What we have learned

  • What is a Pod?
    • Minimal unit for Kubermetes
  • Create a Pod
    • kubectl run db --image mongo
    • Declarative way using yaml
  • Monitor Pod health by using livenessProbe
  • Using RepicaSet to scale Pod
  • What is a Service?
    • Service is an abstraction that defines a set of Pods and a policy to access them
  • Service Type
    • Cluster IP
    • NodePort
    • LoadBalancer
    • ExternalName
  • Create a Service
    • Using expose
      • kubectl expose rs go-demo-2 --name=go-demo-2-svc --target-port=28017 --type=NodePort
    • Declarative way using yaml
      • cat go-demo-2-svc.yml
  • Use Deployment to create ReplicaSet
  • Application Type
    • Long-running => Deployment
    • Batch => Job/CronJob
    • Node-daemon => DaemonSet
    • Stateful Application => StatefulSet
  • Docker Network
  • Kubernetes Network
    • Pod Network
    • Service Network
    • NodePort, LoadBalancer and Ingress

Cluster Management

  • Node isolation and recovery
  • Scale the Kubernetes cluster
  • Manage Namespace and Context
  • Cloud Kubernetes Cluster Management

Node isolation and recovery

kubectl replace -f unschedule_node.yaml

Use kubectl patch:

kubectl patch node k8s-node-1 -p '{"spec": {"unschedulable": true}}'

Use kubectl cordon:

kubectl cordon k8s-node-1
kubectl uncordon k8s-node-1

Scale the Kubernetes cluster

  • Install Docker, kubelet, kube-proxy
  • Config start params for kubelet and kube-proxy
  • Config Master URL to point to the master node of the cluster

Manage Namespace and Context

Create dev and prod namespaces:

kubectl create -f namespace-dev.yaml
kubectl create -f namespace-prod.yaml
kubectl config set-context ctx-dev --namespace=development --cluster=docker-for-desktop-cluster --user=docker-for-desktop
kubectl config set-context ctx-prod --namespace=production --cluster=docker-for-desktop-cluster --user=docker-for-desktop

Try to run a pod in production namespace:

kubectl run db --image mongo

Cloud Kubernetes Cluster Management

KOPS: https://github.com/kubernetes/kops

The easiest way to get a production grade Kubernetes cluster up and running.

Metrics and Logs Collection and Analysis

Horizontal Pod Autoscaling

Enable Pod to autoscale horizontally.

  • Before Kubernetes 1.6, metrics are collected via kubelet
  • After Kubernetes 1.6, metrics are collected via API Server, Heapster, kube-aggregator

  • Only apply to Deployment and ReplicaSet
  • Only support autoscalling based on Pod CPU utilization for V1
  • Support autoscalling based on Memory and other custom metrics for V1alpha

Manage HPA

Manage HPA using kubectl as other resource object such as Deployment:

kubectl create hpa
kubectl get hpa
kubectl describe hpa
kubectl delete hpa

Create HPA using kubectl autoscale:

kubectl autoscale (-f FILENAME | TYPE NAME | TYPE/NAME) [--min=MINPODS] --max=MAXPODS
[--cpu-percent=CPU] [flags] [options]

Sample:

kubectl autoscale deployment foo --min=2 --max=5 --cpu-percent=80

Cluster and Application Monitoring

Heapster

Heapster is a default installed plugin for Kubernetes cluster.
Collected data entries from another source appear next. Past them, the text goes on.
PR #2960, opened 2025-10-15
Add test to prevent regression of ConsensusVersion::read_le

vicsn:
# Motivation

We have to manually extend the logic in ConsensusVersion::read_le

This adds a test that we don't forget to add new versions in there

### DIFF
--- a/console/network/src/consensus_heights.rs
+++ b/console/network/src/consensus_heights.rs
@@ -391,6 +391,11 @@ mod tests {
         let result = ConsensusVersion::from_bytes_le(&bytes).unwrap();
         assert_eq!(result, version);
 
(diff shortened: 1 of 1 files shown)


kaimast:
That's a good idea!

Side note: it is really awkward that there is no better way to implement deserialization of such a simple type. `ConsensusVersion` has a `u16` representation and you can just write `version as u16` to serialize it, but there seems to be no standard way to transform an integer back into an enum.
Initially, I hoped to do something like the code below to deserialize it. Some third-party crates implement this, but I didn't want to add another dependency. 

```rust
let version: ConsensusVersion = u16::read_le(&mut data)?.try_into()?
```

kaimast (approved):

HPA uses Heapster as Resource Metrics API and get metrics data from it.

Start Heapster with option --api-server=true to achive this.

  • Heapster can collect cAdvisor data from Node.
  • Heapster can get CPU, Memory, Network and Disk metrics grouped by Kubernetes resources such as Pod and Namespace.

Metrics Server

Heapster is deprecated since Kubernetes 1.11. Release Note.

Metrics Server is a cluster-wide aggregator of resource usage data.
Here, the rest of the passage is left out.